**YOUR GOAL:** Each entry that appears below should be restated word for word.

-=-=-

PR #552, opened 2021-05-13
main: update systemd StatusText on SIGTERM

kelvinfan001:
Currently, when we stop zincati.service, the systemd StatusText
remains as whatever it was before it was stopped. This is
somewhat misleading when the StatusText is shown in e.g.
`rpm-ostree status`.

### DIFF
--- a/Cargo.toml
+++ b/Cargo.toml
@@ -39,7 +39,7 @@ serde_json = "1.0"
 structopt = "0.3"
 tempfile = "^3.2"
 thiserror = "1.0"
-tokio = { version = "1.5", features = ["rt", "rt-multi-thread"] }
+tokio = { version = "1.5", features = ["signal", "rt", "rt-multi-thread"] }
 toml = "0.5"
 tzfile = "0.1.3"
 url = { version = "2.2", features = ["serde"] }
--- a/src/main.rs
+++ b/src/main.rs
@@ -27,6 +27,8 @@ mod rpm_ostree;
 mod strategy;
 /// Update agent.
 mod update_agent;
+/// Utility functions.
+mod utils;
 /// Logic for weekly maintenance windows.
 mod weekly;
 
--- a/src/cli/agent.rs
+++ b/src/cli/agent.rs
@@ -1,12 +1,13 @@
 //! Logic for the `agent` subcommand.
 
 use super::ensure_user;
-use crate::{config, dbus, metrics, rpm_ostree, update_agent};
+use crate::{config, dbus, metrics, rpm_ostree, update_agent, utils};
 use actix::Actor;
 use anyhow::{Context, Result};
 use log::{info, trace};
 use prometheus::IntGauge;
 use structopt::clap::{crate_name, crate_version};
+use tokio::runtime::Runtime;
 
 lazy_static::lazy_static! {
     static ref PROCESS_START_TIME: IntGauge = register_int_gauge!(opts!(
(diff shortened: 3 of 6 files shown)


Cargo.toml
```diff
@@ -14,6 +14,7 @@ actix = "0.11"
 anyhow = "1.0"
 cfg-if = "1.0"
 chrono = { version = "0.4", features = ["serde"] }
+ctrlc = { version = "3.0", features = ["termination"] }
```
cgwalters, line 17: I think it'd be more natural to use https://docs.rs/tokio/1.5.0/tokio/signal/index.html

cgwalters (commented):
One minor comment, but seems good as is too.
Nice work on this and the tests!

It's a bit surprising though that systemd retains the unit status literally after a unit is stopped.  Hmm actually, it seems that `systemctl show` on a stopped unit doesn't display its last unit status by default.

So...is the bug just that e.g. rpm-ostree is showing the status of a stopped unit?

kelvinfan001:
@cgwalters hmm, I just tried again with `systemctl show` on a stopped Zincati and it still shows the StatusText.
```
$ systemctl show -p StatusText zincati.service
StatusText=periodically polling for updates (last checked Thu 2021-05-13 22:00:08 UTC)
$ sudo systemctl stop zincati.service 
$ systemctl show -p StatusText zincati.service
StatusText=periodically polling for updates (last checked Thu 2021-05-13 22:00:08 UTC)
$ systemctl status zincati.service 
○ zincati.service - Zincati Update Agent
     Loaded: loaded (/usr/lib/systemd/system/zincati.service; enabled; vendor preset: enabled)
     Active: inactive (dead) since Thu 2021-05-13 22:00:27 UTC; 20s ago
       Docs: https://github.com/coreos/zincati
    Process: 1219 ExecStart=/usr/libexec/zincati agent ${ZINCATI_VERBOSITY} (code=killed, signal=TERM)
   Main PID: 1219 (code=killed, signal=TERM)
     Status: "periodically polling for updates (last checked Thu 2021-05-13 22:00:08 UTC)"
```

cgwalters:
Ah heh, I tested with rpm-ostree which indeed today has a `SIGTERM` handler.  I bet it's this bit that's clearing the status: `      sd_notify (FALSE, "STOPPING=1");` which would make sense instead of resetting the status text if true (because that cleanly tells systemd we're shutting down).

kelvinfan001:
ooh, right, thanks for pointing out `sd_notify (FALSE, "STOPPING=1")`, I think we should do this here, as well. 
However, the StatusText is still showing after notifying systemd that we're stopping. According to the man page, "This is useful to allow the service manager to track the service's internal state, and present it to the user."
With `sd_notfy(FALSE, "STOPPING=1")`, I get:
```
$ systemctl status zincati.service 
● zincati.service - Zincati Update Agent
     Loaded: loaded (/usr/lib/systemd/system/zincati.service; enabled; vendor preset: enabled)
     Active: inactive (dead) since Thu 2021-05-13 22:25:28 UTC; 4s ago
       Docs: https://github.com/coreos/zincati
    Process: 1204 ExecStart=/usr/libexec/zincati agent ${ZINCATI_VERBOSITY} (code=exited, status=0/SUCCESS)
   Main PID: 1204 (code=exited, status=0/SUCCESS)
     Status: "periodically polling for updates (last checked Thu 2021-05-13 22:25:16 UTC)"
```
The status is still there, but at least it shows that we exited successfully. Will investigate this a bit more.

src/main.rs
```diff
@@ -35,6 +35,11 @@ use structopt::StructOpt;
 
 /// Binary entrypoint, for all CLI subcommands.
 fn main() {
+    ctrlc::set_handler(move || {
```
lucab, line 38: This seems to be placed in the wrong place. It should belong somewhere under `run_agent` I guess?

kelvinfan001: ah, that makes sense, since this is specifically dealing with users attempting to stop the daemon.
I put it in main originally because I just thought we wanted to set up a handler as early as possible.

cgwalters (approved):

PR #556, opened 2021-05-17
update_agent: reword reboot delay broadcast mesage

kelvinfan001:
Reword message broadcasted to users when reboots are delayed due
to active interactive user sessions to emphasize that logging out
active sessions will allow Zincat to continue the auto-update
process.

-=-=-

**TASK ANSWER:**
PR #552, opened 2021-05-13
main: update systemd StatusText on SIGTERM

kelvinfan001:
Currently, when we stop zincati.service, the systemd StatusText
remains as whatever it was before it was stopped. This is
somewhat misleading when the StatusText is shown in e.g.
`rpm-ostree status`.

### DIFF
--- a/Cargo.toml
+++ b/Cargo.toml
@@ -39,7 +39,7 @@ serde_json = "1.0"
 structopt = "0.3"
 tempfile = "^3.2"
 thiserror = "1.0"
-tokio = { version = "1.5", features = ["rt", "rt-multi-thread"] }
+tokio = { version = "1.5", features = ["signal", "rt", "rt-multi-thread"] }
 toml = "0.5"
 tzfile = "0.1.3"
 url = { version = "2.2", features = ["serde"] }
--- a/src/main.rs
+++ b/src/main.rs
@@ -27,6 +27,8 @@ mod rpm_ostree;
 mod strategy;
 /// Update agent.
 mod update_agent;
+/// Utility functions.
+mod utils;
 /// Logic for weekly maintenance windows.
 mod weekly;
 
--- a/src/cli/agent.rs
+++ b/src/cli/agent.rs
@@ -1,12 +1,13 @@
 //! Logic for the `agent` subcommand.
 
 use super::ensure_user;
-use crate::{config, dbus, metrics, rpm_ostree, update_agent};
+use crate::{config, dbus, metrics, rpm_ostree, update_agent, utils};
 use actix::Actor;
 use anyhow::{Context, Result};
 use log::{info, trace};
 use prometheus::IntGauge;
 use structopt::clap::{crate_name, crate_version};
+use tokio::runtime::Runtime;
 
 lazy_static::lazy_static! {
     static ref PROCESS_START_TIME: IntGauge = register_int_gauge!(opts!(
(diff shortened: 3 of 6 files shown)


Cargo.toml
```diff
@@ -14,6 +14,7 @@ actix = "0.11"
 anyhow = "1.0"
 cfg-if = "1.0"
 chrono = { version = "0.4", features = ["serde"] }
+ctrlc = { version = "3.0", features = ["termination"] }
```
cgwalters, line 17: I think it'd be more natural to use https://docs.rs/tokio/1.5.0/tokio/signal/index.html

cgwalters (commented):
One minor comment, but seems good as is too.
Nice work on this and the tests!

It's a bit surprising though that systemd retains the unit status literally after a unit is stopped.  Hmm actually, it seems that `systemctl show` on a stopped unit doesn't display its last unit status by default.

So...is the bug just that e.g. rpm-ostree is showing the status of a stopped unit?

kelvinfan001:
@cgwalters hmm, I just tried again with `systemctl show` on a stopped Zincati and it still shows the StatusText.
```
$ systemctl show -p StatusText zincati.service
StatusText=periodically polling for updates (last checked Thu 2021-05-13 22:00:08 UTC)
$ sudo systemctl stop zincati.service 
$ systemctl show -p StatusText zincati.service
StatusText=periodically polling for updates (last checked Thu 2021-05-13 22:00:08 UTC)
$ systemctl status zincati.service 
○ zincati.service - Zincati Update Agent
     Loaded: loaded (/usr/lib/systemd/system/zincati.service; enabled; vendor preset: enabled)
     Active: inactive (dead) since Thu 2021-05-13 22:00:27 UTC; 20s ago
       Docs: https://github.com/coreos/zincati
    Process: 1219 ExecStart=/usr/libexec/zincati agent ${ZINCATI_VERBOSITY} (code=killed, signal=TERM)
   Main PID: 1219 (code=killed, signal=TERM)
     Status: "periodically polling for updates (last checked Thu 2021-05-13 22:00:08 UTC)"
```

cgwalters:
Ah heh, I tested with rpm-ostree which indeed today has a `SIGTERM` handler.  I bet it's this bit that's clearing the status: `      sd_notify (FALSE, "STOPPING=1");` which would make sense instead of resetting the status text if true (because that cleanly tells systemd we're shutting down).

kelvinfan001:
ooh, right, thanks for pointing out `sd_notify (FALSE, "STOPPING=1")`, I think we should do this here, as well. 
However, the StatusText is still showing after notifying systemd that we're stopping. According to the man page, "This is useful to allow the service manager to track the service's internal state, and present it to the user."
With `sd_notfy(FALSE, "STOPPING=1")`, I get:
```
$ systemctl status zincati.service 
● zincati.service - Zincati Update Agent
     Loaded: loaded (/usr/lib/systemd/system/zincati.service; enabled; vendor preset: enabled)
     Active: inactive (dead) since Thu 2021-05-13 22:25:28 UTC; 4s ago
       Docs: https://github.com/coreos/zincati
    Process: 1204 ExecStart=/usr/libexec/zincati agent ${ZINCATI_VERBOSITY} (code=exited, status=0/SUCCESS)
   Main PID: 1204 (code=exited, status=0/SUCCESS)
     Status: "periodically polling for updates (last checked Thu 2021-05-13 22:25:16 UTC)"
```
The status is still there, but at least it shows that we exited successfully. Will investigate this a bit more.

src/main.rs
```diff
@@ -35,6 +35,11 @@ use structopt::StructOpt;
 
 /// Binary entrypoint, for all CLI subcommands.
 fn main() {
+    ctrlc::set_handler(move || {
```
lucab, line 38: This seems to be placed in the wrong place. It should belong somewhere under `run_agent` I guess?

kelvinfan001: ah, that makes sense, since this is specifically dealing with users attempting to stop the daemon.
I put it in main originally because I just thought we wanted to set up a handler as early as possible.

cgwalters (approved):

PR #556, opened 2021-05-17
update_agent: reword reboot delay broadcast mesage

kelvinfan001:
Reword message broadcasted to users when reboots are delayed due
to active interactive user sessions to emphasize that logging out
active sessions will allow Zincat to continue the auto-update
process.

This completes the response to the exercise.